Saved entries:
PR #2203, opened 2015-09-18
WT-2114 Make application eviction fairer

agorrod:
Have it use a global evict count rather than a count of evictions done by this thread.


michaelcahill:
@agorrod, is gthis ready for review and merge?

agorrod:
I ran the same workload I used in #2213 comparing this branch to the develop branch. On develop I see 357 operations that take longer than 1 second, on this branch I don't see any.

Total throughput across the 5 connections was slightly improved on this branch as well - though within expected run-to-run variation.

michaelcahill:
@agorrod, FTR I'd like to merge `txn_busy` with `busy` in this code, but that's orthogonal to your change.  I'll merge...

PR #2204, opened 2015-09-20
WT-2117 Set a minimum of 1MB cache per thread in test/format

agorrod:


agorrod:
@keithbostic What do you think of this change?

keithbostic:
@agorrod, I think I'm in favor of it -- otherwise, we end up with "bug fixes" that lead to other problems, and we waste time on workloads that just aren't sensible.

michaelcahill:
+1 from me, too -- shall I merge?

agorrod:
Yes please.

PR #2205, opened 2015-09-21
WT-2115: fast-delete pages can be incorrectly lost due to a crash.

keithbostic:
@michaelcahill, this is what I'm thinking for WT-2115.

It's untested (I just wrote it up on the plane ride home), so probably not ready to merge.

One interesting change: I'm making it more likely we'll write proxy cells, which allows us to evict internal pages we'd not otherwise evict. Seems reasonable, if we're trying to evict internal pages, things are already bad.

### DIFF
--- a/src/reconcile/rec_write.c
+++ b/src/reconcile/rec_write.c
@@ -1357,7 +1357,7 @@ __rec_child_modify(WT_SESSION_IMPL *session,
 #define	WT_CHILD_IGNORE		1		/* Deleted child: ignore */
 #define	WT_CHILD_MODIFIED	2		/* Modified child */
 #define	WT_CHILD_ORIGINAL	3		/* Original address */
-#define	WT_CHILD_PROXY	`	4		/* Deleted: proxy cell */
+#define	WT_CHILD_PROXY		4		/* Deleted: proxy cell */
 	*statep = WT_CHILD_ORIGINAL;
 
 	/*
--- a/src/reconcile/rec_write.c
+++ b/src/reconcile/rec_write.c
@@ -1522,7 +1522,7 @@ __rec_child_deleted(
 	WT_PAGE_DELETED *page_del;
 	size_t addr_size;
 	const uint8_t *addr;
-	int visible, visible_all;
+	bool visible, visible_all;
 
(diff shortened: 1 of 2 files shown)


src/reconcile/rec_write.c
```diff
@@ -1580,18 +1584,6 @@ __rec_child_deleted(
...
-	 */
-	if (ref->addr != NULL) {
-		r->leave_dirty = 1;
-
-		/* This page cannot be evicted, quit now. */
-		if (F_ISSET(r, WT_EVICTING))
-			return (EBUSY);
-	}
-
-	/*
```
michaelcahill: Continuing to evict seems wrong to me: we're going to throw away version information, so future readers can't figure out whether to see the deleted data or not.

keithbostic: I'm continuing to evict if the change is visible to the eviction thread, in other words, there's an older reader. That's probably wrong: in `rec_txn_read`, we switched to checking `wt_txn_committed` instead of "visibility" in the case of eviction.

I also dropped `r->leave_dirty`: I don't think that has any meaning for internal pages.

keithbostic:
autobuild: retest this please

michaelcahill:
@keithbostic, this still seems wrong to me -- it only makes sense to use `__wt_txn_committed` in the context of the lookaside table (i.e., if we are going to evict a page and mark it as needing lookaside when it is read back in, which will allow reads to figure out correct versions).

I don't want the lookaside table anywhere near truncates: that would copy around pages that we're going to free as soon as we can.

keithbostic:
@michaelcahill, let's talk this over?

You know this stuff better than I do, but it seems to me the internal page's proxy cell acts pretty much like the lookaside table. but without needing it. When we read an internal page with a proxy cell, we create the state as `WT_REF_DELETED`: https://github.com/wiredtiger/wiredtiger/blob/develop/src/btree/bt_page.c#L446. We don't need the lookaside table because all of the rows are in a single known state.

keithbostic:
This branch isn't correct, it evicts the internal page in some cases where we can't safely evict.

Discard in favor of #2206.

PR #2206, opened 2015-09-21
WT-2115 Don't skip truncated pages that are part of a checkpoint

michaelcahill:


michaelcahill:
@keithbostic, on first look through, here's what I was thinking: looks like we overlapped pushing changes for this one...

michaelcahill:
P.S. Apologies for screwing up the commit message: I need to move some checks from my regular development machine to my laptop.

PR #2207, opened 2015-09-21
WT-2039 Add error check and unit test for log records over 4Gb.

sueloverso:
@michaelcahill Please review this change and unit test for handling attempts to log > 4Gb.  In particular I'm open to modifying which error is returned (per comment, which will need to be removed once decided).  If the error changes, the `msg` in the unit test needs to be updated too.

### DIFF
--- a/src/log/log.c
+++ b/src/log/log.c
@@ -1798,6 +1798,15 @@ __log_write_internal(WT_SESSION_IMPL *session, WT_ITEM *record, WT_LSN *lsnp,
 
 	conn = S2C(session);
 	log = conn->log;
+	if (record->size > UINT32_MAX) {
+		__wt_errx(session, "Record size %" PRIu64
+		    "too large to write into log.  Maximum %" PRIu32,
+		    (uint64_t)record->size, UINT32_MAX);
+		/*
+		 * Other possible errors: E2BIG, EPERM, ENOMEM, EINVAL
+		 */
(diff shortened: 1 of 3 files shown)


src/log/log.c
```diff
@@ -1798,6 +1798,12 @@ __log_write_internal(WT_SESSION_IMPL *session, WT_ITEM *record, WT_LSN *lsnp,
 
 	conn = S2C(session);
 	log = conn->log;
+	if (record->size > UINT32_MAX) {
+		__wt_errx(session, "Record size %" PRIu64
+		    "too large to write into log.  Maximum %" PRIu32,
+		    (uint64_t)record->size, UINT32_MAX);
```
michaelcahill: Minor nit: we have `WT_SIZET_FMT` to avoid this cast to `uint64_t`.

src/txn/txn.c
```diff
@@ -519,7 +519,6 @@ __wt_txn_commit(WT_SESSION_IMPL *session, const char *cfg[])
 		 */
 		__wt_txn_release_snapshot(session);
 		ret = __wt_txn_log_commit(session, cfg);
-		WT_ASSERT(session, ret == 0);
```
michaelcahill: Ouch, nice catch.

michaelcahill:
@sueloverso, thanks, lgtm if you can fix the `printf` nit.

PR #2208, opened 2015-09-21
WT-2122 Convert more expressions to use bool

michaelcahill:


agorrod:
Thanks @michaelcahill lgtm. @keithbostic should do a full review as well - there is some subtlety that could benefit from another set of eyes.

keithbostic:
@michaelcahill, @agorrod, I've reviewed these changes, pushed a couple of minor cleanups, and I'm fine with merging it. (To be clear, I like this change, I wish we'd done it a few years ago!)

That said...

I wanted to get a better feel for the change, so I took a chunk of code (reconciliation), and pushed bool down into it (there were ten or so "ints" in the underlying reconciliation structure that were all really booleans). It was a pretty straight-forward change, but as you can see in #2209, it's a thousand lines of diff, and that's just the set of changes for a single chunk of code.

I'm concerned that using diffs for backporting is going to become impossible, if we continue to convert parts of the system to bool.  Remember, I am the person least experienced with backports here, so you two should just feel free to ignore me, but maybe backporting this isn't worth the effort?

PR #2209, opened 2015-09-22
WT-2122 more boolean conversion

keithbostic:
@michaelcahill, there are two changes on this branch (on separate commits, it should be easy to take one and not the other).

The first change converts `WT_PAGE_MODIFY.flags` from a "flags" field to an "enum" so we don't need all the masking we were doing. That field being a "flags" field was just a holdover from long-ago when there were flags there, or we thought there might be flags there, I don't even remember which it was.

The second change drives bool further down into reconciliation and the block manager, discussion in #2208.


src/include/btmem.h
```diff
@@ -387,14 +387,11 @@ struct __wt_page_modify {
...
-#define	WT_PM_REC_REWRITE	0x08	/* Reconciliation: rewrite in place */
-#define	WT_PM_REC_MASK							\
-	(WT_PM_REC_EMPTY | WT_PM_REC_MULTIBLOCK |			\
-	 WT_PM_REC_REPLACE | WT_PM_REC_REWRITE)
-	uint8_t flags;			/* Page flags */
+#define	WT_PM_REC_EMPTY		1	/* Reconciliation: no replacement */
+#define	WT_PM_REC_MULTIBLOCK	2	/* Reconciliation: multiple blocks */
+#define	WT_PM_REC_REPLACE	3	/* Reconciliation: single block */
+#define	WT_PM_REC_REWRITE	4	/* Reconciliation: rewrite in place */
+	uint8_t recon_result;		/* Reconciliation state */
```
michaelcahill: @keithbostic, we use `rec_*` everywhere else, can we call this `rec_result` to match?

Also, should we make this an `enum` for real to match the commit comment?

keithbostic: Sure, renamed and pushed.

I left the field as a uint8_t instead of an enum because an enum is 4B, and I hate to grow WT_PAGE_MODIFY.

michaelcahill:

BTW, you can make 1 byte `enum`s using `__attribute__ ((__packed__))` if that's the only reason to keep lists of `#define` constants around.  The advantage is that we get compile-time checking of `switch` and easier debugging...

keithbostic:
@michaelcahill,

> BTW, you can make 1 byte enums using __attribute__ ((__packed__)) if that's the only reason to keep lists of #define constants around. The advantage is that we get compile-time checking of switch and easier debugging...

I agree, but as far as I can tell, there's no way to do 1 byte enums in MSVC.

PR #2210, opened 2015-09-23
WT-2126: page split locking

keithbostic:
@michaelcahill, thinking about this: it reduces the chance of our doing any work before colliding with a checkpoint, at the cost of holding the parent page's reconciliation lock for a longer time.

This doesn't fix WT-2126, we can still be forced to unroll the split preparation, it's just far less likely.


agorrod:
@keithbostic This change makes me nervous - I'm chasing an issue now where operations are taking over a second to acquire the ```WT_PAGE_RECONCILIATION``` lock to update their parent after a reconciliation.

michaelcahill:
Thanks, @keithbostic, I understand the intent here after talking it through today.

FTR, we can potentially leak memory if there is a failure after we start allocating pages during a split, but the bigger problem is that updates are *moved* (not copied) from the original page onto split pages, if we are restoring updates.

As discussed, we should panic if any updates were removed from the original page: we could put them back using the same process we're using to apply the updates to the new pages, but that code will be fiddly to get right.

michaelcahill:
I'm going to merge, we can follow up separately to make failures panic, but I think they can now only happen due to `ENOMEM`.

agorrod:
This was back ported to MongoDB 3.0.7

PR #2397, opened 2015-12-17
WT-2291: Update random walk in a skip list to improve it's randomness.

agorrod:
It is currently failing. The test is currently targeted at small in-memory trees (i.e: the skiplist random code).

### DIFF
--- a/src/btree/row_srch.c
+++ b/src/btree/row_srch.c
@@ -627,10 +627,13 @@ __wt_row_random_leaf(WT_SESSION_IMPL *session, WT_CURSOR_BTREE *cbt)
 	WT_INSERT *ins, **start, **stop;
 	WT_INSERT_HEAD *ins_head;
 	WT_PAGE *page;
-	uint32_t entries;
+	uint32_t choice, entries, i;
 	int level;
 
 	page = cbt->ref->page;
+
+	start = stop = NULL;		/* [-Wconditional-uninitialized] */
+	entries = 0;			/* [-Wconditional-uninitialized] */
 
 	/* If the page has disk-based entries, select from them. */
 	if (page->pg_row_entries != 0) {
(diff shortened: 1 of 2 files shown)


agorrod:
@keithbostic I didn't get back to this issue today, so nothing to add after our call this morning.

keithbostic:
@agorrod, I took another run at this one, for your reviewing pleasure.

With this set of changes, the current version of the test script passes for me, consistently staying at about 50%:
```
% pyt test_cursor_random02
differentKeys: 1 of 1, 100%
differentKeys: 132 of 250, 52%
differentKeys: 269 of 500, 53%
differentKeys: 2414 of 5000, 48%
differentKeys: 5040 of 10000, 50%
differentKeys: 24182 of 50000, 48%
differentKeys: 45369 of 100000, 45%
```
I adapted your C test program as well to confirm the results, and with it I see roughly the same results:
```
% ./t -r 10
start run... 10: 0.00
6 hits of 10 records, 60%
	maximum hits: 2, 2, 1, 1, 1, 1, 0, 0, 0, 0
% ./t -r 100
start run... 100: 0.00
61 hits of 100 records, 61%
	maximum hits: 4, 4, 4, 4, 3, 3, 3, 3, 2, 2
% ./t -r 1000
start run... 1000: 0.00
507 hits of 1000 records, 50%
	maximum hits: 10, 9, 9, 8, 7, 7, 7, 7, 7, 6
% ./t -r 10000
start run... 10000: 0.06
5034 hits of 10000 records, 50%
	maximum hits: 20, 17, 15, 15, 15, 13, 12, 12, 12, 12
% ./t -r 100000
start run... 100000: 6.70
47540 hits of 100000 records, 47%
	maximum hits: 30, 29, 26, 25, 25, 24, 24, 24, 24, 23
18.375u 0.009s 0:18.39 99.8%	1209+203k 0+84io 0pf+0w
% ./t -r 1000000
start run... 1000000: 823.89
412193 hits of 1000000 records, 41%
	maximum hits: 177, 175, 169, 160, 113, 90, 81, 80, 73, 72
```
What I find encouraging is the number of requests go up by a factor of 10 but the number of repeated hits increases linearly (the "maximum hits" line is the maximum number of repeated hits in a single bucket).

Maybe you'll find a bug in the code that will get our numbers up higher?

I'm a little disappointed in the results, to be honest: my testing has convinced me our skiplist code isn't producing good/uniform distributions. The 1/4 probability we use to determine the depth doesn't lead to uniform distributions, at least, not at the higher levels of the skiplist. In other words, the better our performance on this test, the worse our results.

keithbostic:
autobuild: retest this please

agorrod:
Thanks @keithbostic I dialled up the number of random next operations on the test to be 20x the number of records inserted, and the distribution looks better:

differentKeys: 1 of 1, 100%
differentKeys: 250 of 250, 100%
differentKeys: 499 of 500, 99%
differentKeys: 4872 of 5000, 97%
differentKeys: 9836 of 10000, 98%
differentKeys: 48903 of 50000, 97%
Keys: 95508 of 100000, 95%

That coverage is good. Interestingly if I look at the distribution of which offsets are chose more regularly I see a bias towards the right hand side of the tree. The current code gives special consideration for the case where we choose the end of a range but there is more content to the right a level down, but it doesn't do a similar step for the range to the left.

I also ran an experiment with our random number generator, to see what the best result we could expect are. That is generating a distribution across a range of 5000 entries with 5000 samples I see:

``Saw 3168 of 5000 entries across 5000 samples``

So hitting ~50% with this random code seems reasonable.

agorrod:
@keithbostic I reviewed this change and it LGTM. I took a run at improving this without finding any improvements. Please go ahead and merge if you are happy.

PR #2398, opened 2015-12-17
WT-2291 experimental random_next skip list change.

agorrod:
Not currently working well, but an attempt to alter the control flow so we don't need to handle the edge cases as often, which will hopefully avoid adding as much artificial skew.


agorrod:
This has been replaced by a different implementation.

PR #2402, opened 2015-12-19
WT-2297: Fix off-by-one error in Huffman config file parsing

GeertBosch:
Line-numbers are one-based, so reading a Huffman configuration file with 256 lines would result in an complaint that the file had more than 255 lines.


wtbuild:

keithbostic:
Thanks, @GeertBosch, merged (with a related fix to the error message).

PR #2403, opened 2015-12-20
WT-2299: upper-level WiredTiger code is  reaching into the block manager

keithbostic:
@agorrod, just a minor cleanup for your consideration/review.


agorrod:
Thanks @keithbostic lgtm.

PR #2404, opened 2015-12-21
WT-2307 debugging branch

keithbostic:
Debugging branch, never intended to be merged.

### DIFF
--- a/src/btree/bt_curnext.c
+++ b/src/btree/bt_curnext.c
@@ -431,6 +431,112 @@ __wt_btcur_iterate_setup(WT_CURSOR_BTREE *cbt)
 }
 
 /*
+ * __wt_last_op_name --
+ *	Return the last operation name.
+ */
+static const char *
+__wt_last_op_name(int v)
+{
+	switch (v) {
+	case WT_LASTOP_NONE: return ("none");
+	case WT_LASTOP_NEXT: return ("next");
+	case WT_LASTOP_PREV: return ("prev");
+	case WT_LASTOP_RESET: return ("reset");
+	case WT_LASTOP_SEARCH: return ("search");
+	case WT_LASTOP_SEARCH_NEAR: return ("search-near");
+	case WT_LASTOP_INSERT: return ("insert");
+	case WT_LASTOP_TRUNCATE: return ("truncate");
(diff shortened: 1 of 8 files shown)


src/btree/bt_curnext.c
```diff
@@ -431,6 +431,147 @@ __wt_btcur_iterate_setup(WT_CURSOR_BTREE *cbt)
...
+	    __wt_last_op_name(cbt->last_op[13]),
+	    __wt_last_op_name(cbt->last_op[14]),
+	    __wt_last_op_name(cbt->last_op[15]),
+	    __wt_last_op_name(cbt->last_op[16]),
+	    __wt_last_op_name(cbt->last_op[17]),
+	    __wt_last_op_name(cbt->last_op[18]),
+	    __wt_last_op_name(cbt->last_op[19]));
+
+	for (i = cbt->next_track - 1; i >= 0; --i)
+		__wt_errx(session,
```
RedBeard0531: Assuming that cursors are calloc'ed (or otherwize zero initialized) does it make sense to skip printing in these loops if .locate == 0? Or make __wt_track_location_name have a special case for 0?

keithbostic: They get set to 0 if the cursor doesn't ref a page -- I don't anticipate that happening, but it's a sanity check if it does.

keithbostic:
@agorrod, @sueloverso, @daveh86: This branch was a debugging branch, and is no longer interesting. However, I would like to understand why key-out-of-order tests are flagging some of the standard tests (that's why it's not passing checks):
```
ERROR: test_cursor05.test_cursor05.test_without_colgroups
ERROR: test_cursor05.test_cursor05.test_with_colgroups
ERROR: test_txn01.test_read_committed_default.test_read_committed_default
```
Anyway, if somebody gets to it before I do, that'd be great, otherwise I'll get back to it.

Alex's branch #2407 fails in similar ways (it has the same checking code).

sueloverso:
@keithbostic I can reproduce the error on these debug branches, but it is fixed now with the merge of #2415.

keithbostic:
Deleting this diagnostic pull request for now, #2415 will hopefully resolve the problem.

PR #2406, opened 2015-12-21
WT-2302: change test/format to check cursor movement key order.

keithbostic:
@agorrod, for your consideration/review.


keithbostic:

* TASK TO CARRY OUT:
Go through the entries above and copy every line containing "reasonable".

* YOUR RESPONSE:
One interesting change: I'm making it more likely we'll write proxy cells, which allows us to evict internal pages we'd not otherwise evict. Seems reasonable, if we're trying to evict internal pages, things are already bad.
So hitting ~50% with this random code seems reasonable.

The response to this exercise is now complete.